Will jumped from his chair beside Edmund's bed, and, thrusting himself forward, grabbed his brother mid-body and held him tight, while Edmund woke and muttered a query.
But Edmund's query was stilled on a rasped breath, and Will himself took in breath suddenly, at the creatures entering the room.
There were two horses, one roan and one white. Upon the roan, on a saddle of hammered gold, rode a giant who resembled a man except for his too-fine features. He was in every part what a man should be—his hands strong, his eyes wide and green, his red hair a starburst of light around his happily-formed face.
He laughed like the coming of dawn, like the banishing of nightmares.
The white horse beside his had no rider. Or rather, its rider walked by its side, her hand upon the flower-decked reins, her golden hair for once caught up, and entwined also with flowers.
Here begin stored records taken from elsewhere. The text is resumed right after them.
PR #799, opened 2016-11-18
Replace current process when starting Kura

ctron:
This change does replace the current process instead of forking another
instance and keeping the resources.

### DIFF
--- a/kura/distrib/src/main/ant/build_equinox_distrib.xml
+++ b/kura/distrib/src/main/ant/build_equinox_distrib.xml
@@ -1,6 +1,6 @@
 <!--
 
-    Copyright (c) 2011, 2016 Eurotech and others
+    Copyright (c) 2011, 2017 Eurotech and others
 
      All rights reserved. This program and the accompanying materials
      are made available under the terms of the Eclipse Public License v1.0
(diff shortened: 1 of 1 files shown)


dwoodard1:
Is this really necessary? My understanding is the potential saved resources is negligible. My concern is knowing which environment variables may be used when running with exec. We should catch this during our QA, but I am not sure it is worth the risk.

ctron:
What concerns with environment variables do you have? The process will have the same setup as the a child process would have.

dwoodard1:
Yes, my question is what environment gets used if called from exec. I am not an expert in this matter, just seems like potential problems for little benefit. Seems to be fixing something that isn't broken.

@cdealti You have more Linux experience, do you have any issues with this request?

ctron:
When a process is spawned it is forked and then exec'd. In this case it is just exec'd.

It makes things easier when handling the process as no new child process is being spawned.

ctron:
Maybe this [1] (section "Always 'exec' in Wrapper Scripts") helps a bit in understanding.

[1] http://www.projectatomic.io/docs/docker-image-author-guidance/

cdealti:
@dwoodard1 I'd give this a try. The chance is so minimal that it can be easily reverted in case of issues (unlikely). What do you think?

dwoodard1:
+1

PR #1042, opened 2017-01-24
Fix data folder location for emulator.

dwoodard1:
This change moves the data and snapshot folders needed by the emulator to the ws directory instead of the kura/distrib directory.


cdealti:
+1 I believe there is also something created under /tmp/kura or /tmp/.kura I don't remember. Can you please check? Maybe something else should be moved in the ws...

ctron (approved):

dwoodard1:
@cdealti The /tmp folders are the same as always. I suppose we could move these to the ws location, but I have never had an issue with them being under /tmp.

amitjoy:
#1042, #1043 and #1044 failed due to the same reason - 

`Failed to execute goal org.apache.maven.plugins:maven-dependency-plugin:2.9:copy (copy-bundles-for-publishing) on project p2-repo-common: Unable to resolve artifact. Could not transfer artifact org.eclipse.kura:com.codeminders.hidapi:jar:1.1.2 from/to Eclipse Paho Repo (https://repo.eclipse.org/content/repositories/paho-releases/): Connect to repo.eclipse.org:443 [repo.eclipse.org/198.41.30.233] failed: Connection timed out`

@ctron @dwoodard1 @MMaiero @cdealti Could you kindly retrigger Travis CI execution?

MMaiero:
It's the repo.eclipse.org server that is not responding.
Unfortunately there is not so much we can do, apart notifying the Eclipse guys

PR #1045, opened 2017-01-25
Changes to have can tests working.

MMaiero:
It provides also some improvements in order to have tests passing in OS X.


kura/org.eclipse.kura.protocol.can.test/src/main/java/org/eclipse/kura/protocol/can/test/CanSocketTest.java
```diff
@@ -117,6 +101,37 @@ public void updated(Map<String, Object> properties) {
...
+                // Ignore
+            }
+            this.m_pollThread = null;
+        }
+
+        this.m_pollThread = new Thread(new Runnable() {
+
+            @Override
+            public void run() {
+                if (CanSocketTest.this.m_canConnection != null && !IS_MAC) {
```
amitjoy: `CanSocketTest.this.m_canConnection `and `CanSocketTest.this.thread_done` must be volatile

kura/org.eclipse.kura.protocol.can.test/src/main/java/org/eclipse/kura/protocol/can/test/CanSocketTest.java
```diff
@@ -117,6 +101,37 @@ public void updated(Map<String, Object> properties) {
...
     }
 
+    @Before
+    public void setup() {
+        Assume.assumeFalse(IS_MAC);
+    }
+
+    @Test
+    public void startCanTestThread() {
+        if (this.m_pollThread != null) {
```
amitjoy: This code to let the thread finish if there already exists one is as same as in the `deactivate()` method. You can extract this code to a private method.

amitjoy (changes requested):
Some lurking threading issue and minor code refactoring

kura/org.eclipse.kura.protocol.can.test/src/main/java/org/eclipse/kura/protocol/can/test/CanSocketTest.java
MMaiero: Agreed.

kura/org.eclipse.kura.protocol.can.test/src/main/java/org/eclipse/kura/protocol/can/test/CanSocketTest.java
MMaiero: `CanSocketTest.this.thread_done` does not need to be a class variable. I've changed the code accordingly.

kura/org.eclipse.kura.protocol.can.test/src/main/java/org/eclipse/kura/protocol/can/test/CanSocketTest.java
```diff
@@ -108,42 +99,35 @@ public void setup() {
...
-        this.m_pollThread.start();
+        this.pollThread.start();
     }
 
     public boolean doCanTest() {
         byte[] b;
         CanMessage cm = null;
-        if (this.m_isMaster) {
-            if (this.m_orig >= 0) {
+        if (this.isMaster) {
```
amitjoy, line 123: `isMaster` is also a state variable shared among threads. It needs to be volatile as well. So is `this.orig`.

kura/org.eclipse.kura.protocol.can.test/src/main/java/org/eclipse/kura/protocol/can/test/CanSocketTest.java
```diff
@@ -108,42 +99,35 @@ public void setup() {
...
+            if (this.orig >= 0) {
                 try {
-                    testSendImpl(this.m_ifName, this.m_canId, this.m_orig);
+                    testSendImpl(this.interfaceName, this.canId, this.orig);
```
amitjoy, line 126: `interfaceName` and `canId` also need to be volatile.

kura/org.eclipse.kura.protocol.can.test/src/main/java/org/eclipse/kura/protocol/can/test/CanSocketTest.java
```diff
@@ -152,13 +136,11 @@ public boolean doCanTest() {
             } catch (InterruptedException e) {
             }
         } else {
-            s_logger.info("Wait for a request");
+            logger.info("Wait for a request");
             try {
-
-                cm = this.m_canConnection.receiveCanMessage(-1, 0x7FF);
-
+                cm = this.canConnection.receiveCanMessage(-1, 0x7FF);
```
amitjoy, line 142: `canConnection` too

amitjoy (changes requested):

kura/org.eclipse.kura.protocol.can.test/src/main/java/org/eclipse/kura/protocol/can/test/CanSocketTest.java
MMaiero: I can agree with you about `this.interfaceName`, `this.canId ` and `this.isMaster` that are variables that, in theory, can be affected by multithreading.
The others, in my opinion, are effectively managed by a single thread and do not need to be volatile.

amitjoy: `orig` should also be volatile as it determines a state on which thread works. `canConnection` should also be volatile. Let's suppose the `canConnection` is updated with new implementation at runtime but the thread already has acquired a reference to the old instance of `canConnection`, hence, the thread will not see the updated reference of `canConnection`.

MMaiero: canConnection **is** volatile.
In any case, due to the DS definition, if a new implementation of canConnection is available, taking the place of the old, the deactivate method will be invoked and the thread will be killed.

amitjoy: Actually in OSGi, it works a bit differently. During dynamic service replacement, the bind of the "new" service happens before the unbind of the "old" service. Hence, volatile is a best fit for such things.

kura/org.eclipse.kura.protocol.can.test/src/main/java/org/eclipse/kura/protocol/can/test/CanSocketTest.java
cdealti: @amitjoy I believe you are right on requiring volatile on all the fields that are modified in the ``updated`` method the way it's written now. However this ``updated`` method does not follow our tipical pattern of:

1. Stop all the threads
2. Modify internal state
3. Restart the threads (the run method will see the last modified stated)

But there is a more fundamental flaw. This OSGi (integration test) will not even run from Maven or Eclipse because it does not use the approach described in [1].

In my opinion the test will be ignored on the Mac (because of the assumption in the ``setup`` method) and will always succeed without testing anything because this.canConnection is always null in startCanTestThread.

@markoer what do you think?

[1] https://github.com/eclipse/kura/blob/develop/kura/org.eclipse.kura.core.test/src/main/java/org/eclipse/kura/core/test/ExampleTest.java#L41

amitjoy: You are right. It would not run successfully to inject the dependencies as in the OSGi container that maven initializes during the test-run, it has to be properly synchronized for dependencies using latches and static modifiers for dependencies.

markoer: I tend to agree. You might be lucky and dependency would be injected, or you might not and test would finish before it began.

cdealti:
Let's comment out the test module for the time being.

"We came for the pledge," she said.
Will shook his head and tightened his grip on Edmund.
But Edmund had awakened, and wriggled hard within his brother's hold.
"Let me go with them," he said. "For there I'm not sick. There is life grief-free, and it's forever."
"Their life is no life that you would want," Will said. "Their gold is only tinseled over leaves, their food so much air that has no flavor. Oh, there's grief aplenty in this world. But there's sweetness too, if you stay to taste of it."
"How would you know their life and their food?" Edmund screamed. With ineffective, weakened hands, he beat at his brother's chest.